The sight of the women gyrating freely to the jankanu and punta music is compelling. One cruiser in her sixties covers a nervous smile with her brochure while a man wearing a matching windbreaker flushes from pasty to ruddy in the space between drumbeats. “Reminds me of ah, some tribes I’ve seen in Nigeria and West Africa,” comments the cruise director woodenly.
After several minutes, visitors file past cooking and crafts demonstrations before inspecting the gift shop and reboarding their air-conditioned caravan for a tour of Punta Gorda. An unscientific survey indicates that only one in five is brave enough to try the fresh, crispy cassava bread.
As the first group leaves, another shiny van pulls up outside. Looking younger than his 40 years, Leiba folds his arms and leans against a stout support pole, relaxing for the first time this morning. The Yubu center is a partnership between expat entrepreneurs and local residents, and nearly 300 tourists will pass through today to sample unique aspects of Garifuna culture. It’s Leiba’s job to make sure things run smoothly; insect control is but one brushstroke in the Big Picture.

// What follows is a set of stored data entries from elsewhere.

PR #358, opened 2023-05-12
feat: allow extended provider ad builder to set ad entries

alanshaw:
This PR adds a `WithEntries` method to the extended provider advertisement builder that allows it to set advertisement entries.

Fixes https://github.com/ipni/storetheindex/issues/1725


ischasny (approved):
Thank you for contributing

PR #362, opened 2023-05-17
Fix a bug when default provider identity hasn't been assumed in the l…

ischasny:
Cherry pick bug fix for boost.


masih (approved):
Thank you for getting this sorted so quickly @ischasny 🍺

PR #366, opened 2023-05-25
Remove commands that are now implemented in ipni-cli

gammazero:
Let's not maintain the same functionality in multiple places.


masih (approved):
🎉

PR #419, opened 2023-10-23
Test publish after remove for the context id

ischasny:
Verify that index-provider allows reusing the same context id. To do that one would need to call NotifyRemove followed by NotifyPut.


LexLuthr (approved):
This looks good. Now, we need to figure out a way to implement this in Boost for specific deals or maybe a manual command would make more sense.

ischasny:
> This looks good. Now, we need to figure out a way to implement this in Boost for specific deals or maybe a manual command would make more sense. 

Sounds good - let's discuss at the Colo.

PR #423, opened 2023-12-05
Add a hook to fix multihash mismatch errors

ischasny:
When a storage read error happens, the calling application can now invoke a custom piece of logic to fix that error in-flight.

### DIFF
--- a/engine/linksystem.go
+++ b/engine/linksystem.go
@@ -25,7 +25,9 @@ var (
 // Creates the main engine linksystem.
 func (e *Engine) mkLinkSystem() ipld.LinkSystem {
 	lsys := cidlink.DefaultLinkSystem()
-	lsys.StorageReadOpener = func(lctx ipld.LinkContext, lnk ipld.Link) (io.Reader, error) {
+
+	storageReadOpener := func(lctx ipld.LinkContext, lnk ipld.Link) (io.Reader, error) {
+
 		// If link corresponds to schema.NoEntries return error immediately.
 		if lnk == schema.NoEntries {
 			return nil, errNoEntries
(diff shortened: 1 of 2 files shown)


willscott (approved):

engine/linksystem.go
```diff
@@ -127,7 +127,11 @@ func (e *Engine) mkLinkSystem() ipld.LinkSystem {
 			}
 			if regeneratedLink == nil || !c.Equals(regeneratedLink.(cidlink.Link).Cid) {
 				log.Errorw("Regeneration of entries link from multihash iterator did not match the original link. Check that multihash iterator consistently returns the same entries for the same key.", "want", lnk, "got", regeneratedLink)
-				return nil, ErrEntriesLinkMismatch
+				if e.skipMultihashMismatchErros {
+					return nil, ipld.ErrNotExists{}
+				} else {
+					return nil, ErrEntriesLinkMismatch
```
gammazero, line 133: Is there any situation where `ErrEntriesLinkMismatch` should be returned?

At some point in the future, a callback can be called here that tries to fix the error. Maybe if that callback determines it can fix DB, but is not done yet, then `ErrEntriesLinkMismatch ` could be returned to have IPNI retry getting this ad at a later time when DB is fixed. Without such a callback, it seems like the only thing that can be done is to tell IPNI to skip this by returning `ipld.ErrNotExists{}`, and there should be no option.

ischasny: My idea was that what we are introducing with `ipld.ErrNotExists{}` is a hack to temporarily workaround the  issue that we are having. Once this is resolved, we should revert back to returning `ErrEntriesLinkMismatch`. WDYT?

gammazero: OK. That works as a way to work around after any alternatives have been exhausted.
👍

gammazero (approved):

Leiba, like most of the 2,000 residents of Punta Gorda, is descended from Afro-Caribbeans stranded on Roatan by British colonialists. Also known as Garifuna, this group traces back to captive Africans who swam ashore after a shipwreck near St. Vincent and assimilated with local Arawak Indians. In short order, these kalipuna, or “cassava eaters,” grew to dominate the region. In 1793, Leiba’s forebears were the first indigenous group in the Caribbean to compel the British to sign a treaty recognizing their sovereignty. This uneasy peace endured until 1795.
“They could not keep us under control,” Leiba says with a bright smile. “Garifuna had their own language, and the British could not understand what we were saying and thinking.” After killing leader Joseph Chatoyer, the British rounded up approximately 5,000 of the darkest-skinned “Black Caribs” and put them aboard ships bound for Roatan, a few hundred miles west. Only 2,000 survived the voyage.

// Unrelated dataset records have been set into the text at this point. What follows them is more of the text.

PR #65, opened 2021-11-03
feat(start appeal email): email sent on valid review outcome confirmation

biroldif:


packages/web-app/src/lib/get-address.js
```diff
@@ -0,0 +1,14 @@
...
+    siteAddress?.town,
+    siteAddress?.county,
+    siteAddress?.postcode,
+  ].filter((n) => n);
+
+module.exports = {
+  getAddress,
+  getAddressSingleLine: (siteAddress) => getAddress(siteAddress).join(', '),
+  getAddressMultiLine: (siteAddress) => getAddress(siteAddress).join('\n'),
+};
```
shepda, line 14: It appears that these methods are only used in the unit tests? If so, I think a better location for the file would be `test/utils`.

biroldif: i removed getAddress. getAddressSingleLine and getAddressMultiLine are used in notify.js

shepda: :+1:

shepda (approved):
LGTM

Food shortages and poor living conditions made island life hard, leading many Garifuna to petition Spanish authorities for permission to sail to the Honduran mainland. In need of cheap labor, the Honduran governor was only too happy to approve. Even today, Garifuna leave Roatan to make a living. Says Leiba, “we have people that live off of fishing, there are people that work in an office, and then guys that go to sea – a lot of captains, mates and officers work overseas. That’s how we maintain – people that live in other countries helping the community.”
“The Garifuna people have never been slaves,” Leiba attests. “Never. They’ve been warriors, and peaceful at the same time. We’ve been united together and we’re going to fight together.” Today, their battle is for a slice of Roatan’s development pie. Roatan is in the early phase of a boom that is reshaping the island.

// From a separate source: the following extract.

PR #69, opened 2021-11-03
feat(web-app): add breadcrumbs to questionnaire check and confirm page

swdpcomputing:
This feature cannot be merged into main before @nssdesikan 's ticket AS-3619


packages/web-app/src/controllers/questionnaire-check-and-confirm.js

In fewer than 10 years, tourism has replaced fishing as the main source of revenue. Bearing this in mind, Leiba seeks to keep his community intact as canny speculators comb Roatan in search of bargains. Local wags say advance teams from the Hyatt and Wyndam hotel chains are already scouting choice parcels for future resorts.
Forty miles north of mainland Honduras, independent travelers and retirees discovered Roatan in the mid-nineties. Four miles wide and forty miles long, this lush, tropical strip of the third world is transforming itself for well-heeled tourists from North America. First came cruise ships and airlines, followed by crews from “Temptation Island,” MTV and HGTV. Now, signs for Century 21, RE/MAX and other real estate firms are nearly as ubiquitous as palm trees.
Roatan’s call is hard to resist. The local economy is thriving, U.S. dollars and English conversation are freely exchanged, and its barrier reef (“second largest in the world!” chimes Leiba) is a magnet for snorkelers and divers. The new arrivals have deep pockets, but Leiba says his village has “a lot of work to do to bring tourism into the community. We’re not getting any benefit, but we’re looking forward.”
The island’s growth will depend largely on the federal and local government’s ability to make significant infrastructure improvements. Winding, two-lane roads traverse the length of the island. Outside the tourist zones, electric, water, sanitation and sewage utilities are all in need of serious upgrades. If Leiba has his way, the rising tide of development will lift more than a few boats in Punta Gorda, too.
On a rainy afternoon in his village, Leiba pauses under a tarp to adjust his Yankees cap. Adults with umbrellas and puddle-stomping children greet him by name as he walks down a rutted, narrow beach road fringed by small, squat dwellings. In one yard, a bantam rooster squawks over the indignity of sharing the small, fenced space with several mature rabbits. Like a master planner, the novice politician reshapes his town with a sweep of his hand. “In the past, our houses were made out of coconut leaf and mud, and hardly do you see those kinds of houses in the community now. Most people build with wood and concrete – it lasts longer.”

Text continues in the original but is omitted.